[Your instructions]
If a line in the material below has the word "keySize", copy it.

◆ ◆ ◆ ◆ ◆ ◆ ◆

Issue #1742, opened 2024-02-29
Bug report: Base58 wrong conversion


wackazong:
**Describe the bug**
The base58 implementation is producing incorrect results.

**To Reproduce**

1. Go to ['...'](https://gchq.github.io/CyberChef/#recipe=From_Decimal('Space',false)To_Base58('123456789ABCDEFGHJKLMNPQRSTUVWXYZabcdefghijkmnopqrstuvwxyz')&input=MCAwIDAgMCAwIDAgMCAwIDAgMCAwIDAgMCAwIDAgMA)
2. The result must be 16 times "1", not 17 times
3. Compare with the invert operation which is also wrong: https://gchq.github.io/CyberChef/#recipe=From_Base58('123456789ABCDEFGHJKLMNPQRSTUVWXYZabcdefghijkmnopqrstuvwxyz',true)To_Decimal('Space',false)&input=MTExMTExMTExMTExMTExMQ
4. This gives me back 18 bytes, not 16 bytes.

**Expected behaviour**
Correct base58 string generation

PR #1763, opened 2024-04-01
Fix Base58 handling of strings with only null characters

zb3:
Should fix https://github.com/gchq/CyberChef/issues/1742


a3957273:
Looks good to me, tested locally and seems to give the correct encoding for both null and non-null bytes.

a3957273 (approved):

Issue #1723, opened 2024-02-19
Bug report: CipherSaber2 decrypt fails the tests on http://ciphersaber.gurus.org/


i4kp3e:
**Describe the bug**
The implementation of CipherSaber2 decrypt fails to decode a test message published on http://ciphersaber.gurus.org/.

There are a handful of test vectors on the ciphersaber homepage. The CyberChef2_decrypt implementation fails to decode any of them.

For example the input
```
    6f 6d 0b ab f3 aa 67 19 03 15 30 ed b6 77 ca 74 e0 08 9d d0 
    e7 b8 85 43 56 bb 14 48 e3 7c db ef e7 f3 a8 4f 4f 5f b3 fd 
```
decrypted with key="asdfg",rounds=1 is supposed to produce text, but it produces garbage.

Would be nice to use the "official" test vectors as unit tests to ensure interoperability.

**To Reproduce**
* Version: 10.8.0
* Compile time: 18/02/2024 03:55:04 UTC
* User-Agent:
Mozilla/5.0 (X11; Ubuntu; Linux x86_64; rv:109.0) Gecko/20100101 Firefox/113.0
* [Link to reproduce](https://gchq.github.io/CyberChef/#recipe=Tail('Line%20feed',2)From_Hex('Auto')CipherSaber2_Decrypt(%7B'option':'Latin1','string':'asdfg'%7D,1)To_Hexdump(16,false,false,false)&input=IyBUZXN0IGNvcGllZCBmcm9tIGh0dHA6Ly9jaXBoZXJzYWJlci5ndXJ1cy5vcmcvCiMgVGhpcyBzaG91bGQgdG8gZGVjb2RlIHRvIEVuZ2xpc2ggdGV4dC4KNmYgNmQgMGIgYWIgZjMgYWEgNjcgMTkgMDMgMTUgMzAgZWQgYjYgNzcgY2EgNzQgZTAgMDggOWQgZDAKZTcgYjggODUgNDMgNTYgYmIgMTQgNDggZTMgN2MgZGIgZWYgZTcgZjMgYTggNGYgNGYgNWYgYjMgZmQ)

**Expected behaviour**
The ciphersaber homepage promises a text file:
> This is a short text file encrypted with "asdfg" as the user key.

So I expected human readable English text to be produced by this test input, and not garbage.

PR #1765, opened 2024-04-01
Fix Ciphersaber2 key concatenation

zb3:
Previously the generated key was invalid because an Uint8Array was concatenated into a normal array but that wasn't supported by the concat function.

Effectively the IV was discarded so the cipher did not work :)
This should fix https://github.com/gchq/CyberChef/issues/1723

### DIFF
--- a/src/core/lib/CipherSaber2.mjs
+++ b/src/core/lib/CipherSaber2.mjs
@@ -4,7 +4,7 @@
  * @license Apache-2.0
  */
 export function encode(tempIVP, key, rounds, input) {
-    const ivp = new Uint8Array(key.concat(tempIVP));
+    const ivp = new Uint8Array([...key, ...tempIVP]);
     const state = new Array(256).fill(0);
     let j = 0, i = 0;
     const result = [];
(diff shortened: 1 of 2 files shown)


src/core/lib/CipherSaber2.mjs
```diff
@@ -4,7 +4,7 @@
  * @license Apache-2.0
  */
 export function encode(tempIVP, key, rounds, input) {
-    const ivp = new Uint8Array(key.concat(tempIVP));
+    const ivp = new Uint8Array([...key, ...tempIVP]);
```
a3957273, line 7: key is a `number[]` and tempIVP is a `Buffer`, so I was initially surprised that they can't be concatenated, but a quick test shows it's true:

```javascript
> const tempIVP = Buffer.from([1, 2])
undefined
> const key = [3, 4]
undefined
> key.concat(tempIVP)
[ 3, 4, <Buffer 01 02> ]
```

An alternative seems to be spreading _just_ the buffer (e.g. `key.concat(...tempIVP)`), but explicitly spreading both seems like a nicer solution anyway.  Nice catch!

a3957273 (approved):

Issue #1593, opened 2023-06-22
Bug report: "Derive KDF key" gets wrong result


YanWQ-monad:
**Describe the bug**
In "Derive KDF key", if the Salt is in HEX mode and Salt contains multi-bytes of UTF-8, it will get the wrong result.

**To Reproduce**
1. Add recipe "Derive EVP Key"
2. Set its parameters to:
   - Passphrase: `hello` (UTF8)
   - Key size: 128
   - Iterations: 1
   - Hashing Function: MD5
   - **Salt**: `deadbeef` (HEX)

And it should output `a06aeae0a8790070445991fd480c0d91` in CyberChef.

[Reproduce Link](https://gchq.github.io/CyberChef/#recipe=Derive_EVP_key(%7B'option':'UTF8','string':'hello'%7D,128,1,'MD5',%7B'option':'Hex','string':'deadbeef'%7D)&input=IA)

**Expected behaviour**
As CyberChef use CryptoJS as backend for this recipe, here use CryptoJS to show the expected behaviour:

``` js
const CryptoJS = require("crypto-js");  // 4.1.1

const key = CryptoJS.EvpKDF(
    'hello',
    CryptoJS.lib.WordArray.create([ 0xdeadbeef ], 4),
    {
        keySize: 4,
        hasher: CryptoJS.algo.MD5,
        iterations: 1,
    }
);

console.log(key.toString());  // -> 467e8570f8a641fcd5411176b1740d53
```

**Possible Cause**
In CyberChef's "Derive KDF key",
https://github.com/gchq/CyberChef/blob/1bc88728f04135aa99f4126e839d62cc8291056b/src/core/operations/DeriveEVPKey.mjs#L69
it first parses the hex sequence back to byte string. So, `0xdeadbeef` is parsed to `Þ\xad¾ï`.

Next, in `CryptoJS.EvpKDF`, when appends `salt` to the hasher,
https://github.com/brix/crypto-js/blob/4dcaa7afd08f48cd285463b8f9499cdb242605fa/src/core.js#L564
it will parse the "byte string" to its WordArray by `Utf8.parse`. So, the non-ASCII characters are encoded again, but in UTF-8 encoding, which gets `c39ec2adc2bec3af`.

That is, although the salt is `0xdeadbeef` in frontend, but in fact it's treated as `c39ec2adc2bec3af`, and thus it gets the wrong result.

YanWQ-monad:
Maybe related: #210

PR #1767, opened 2024-04-01
Fix CryptoJS argument passing in DeriveEVPKey

zb3:
As pointed out in https://github.com/gchq/CyberChef/issues/1593, CryptoJS treats strings as Utf8, so for binary strings, Latin1 needs to be used.
This PR should fix that issue, and there are no other instances of raw strings being passed to CryptoJS methods.

### DIFF
--- a/src/core/operations/DeriveEVPKey.mjs
+++ b/src/core/operations/DeriveEVPKey.mjs
@@ -62,11 +62,13 @@ class DeriveEVPKey extends Operation {
      * @returns {string}
      */
     run(input, args) {
-        const passphrase = Utils.convertToByteString(args[0].string, args[0].option),
+        const passphrase = CryptoJS.enc.Latin1.parse(
+                Utils.convertToByteString(args[0].string, args[0].option)),
             keySize = args[1] / 32,
             iterations = args[2],
             hasher = args[3],
-            salt = Utils.convertToByteString(args[4].string, args[4].option),
+            salt = CryptoJS.enc.Latin1.parse(
+                Utils.convertToByteString(args[4].string, args[4].option)),
             key = CryptoJS.EvpKDF(passphrase, salt, { // lgtm [js/insufficient-password-hash]
                 keySize: keySize,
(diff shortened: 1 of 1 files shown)


src/core/operations/DeriveEVPKey.mjs
```diff
@@ -62,11 +62,13 @@ class DeriveEVPKey extends Operation {
      * @returns {string}
      */
     run(input, args) {
-        const passphrase = Utils.convertToByteString(args[0].string, args[0].option),
+        const passphrase = CryptoJS.enc.Latin1.parse(
```
a3957273, line 65: This feels a little contrived at the moment.  Using `Latin1` as the encoding scheme for the string does solve the issue, but doesn't feel optimal.  Could we instead replace this with a conversion to a byte array and then create a crypto word array from that?  E.g:

```javascript
// Note: Entirely untested.
CryptoJS.lib.WordArray.create(new UInt8Array(Utils.convertToByteArray(args[0].string, args[0].option)))
```

a3957273 (changes requested):

src/core/operations/DeriveEVPKey.mjs
a3957273: That being said, this is a clear improvement over the current broken implementation, so if this isn't a two minute replacement I'm happy to approve and merge in this pull request.

zb3: Doesn't WordArray expect an array of 32bit integers? I'm not sure whether `new Uint32Array(new Uint8Array(byteArray).buffer)` would have the correct endianness

zb3: Looks like WordArray expects BigEndian version of the buffer.. The Latin1 `parse` code - at least to me - looks like something as direct as possible given we need an array of 32bit integers represending BE view of the string

a3957273: That's fair, I'll approve this then! 👍

a3957273 (approved):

◆ ◆ ◆ ◆ ◆ ◆ ◆

[Answer to this exercise]
        keySize: 4,
             keySize = args[1] / 32,
                 keySize: keySize,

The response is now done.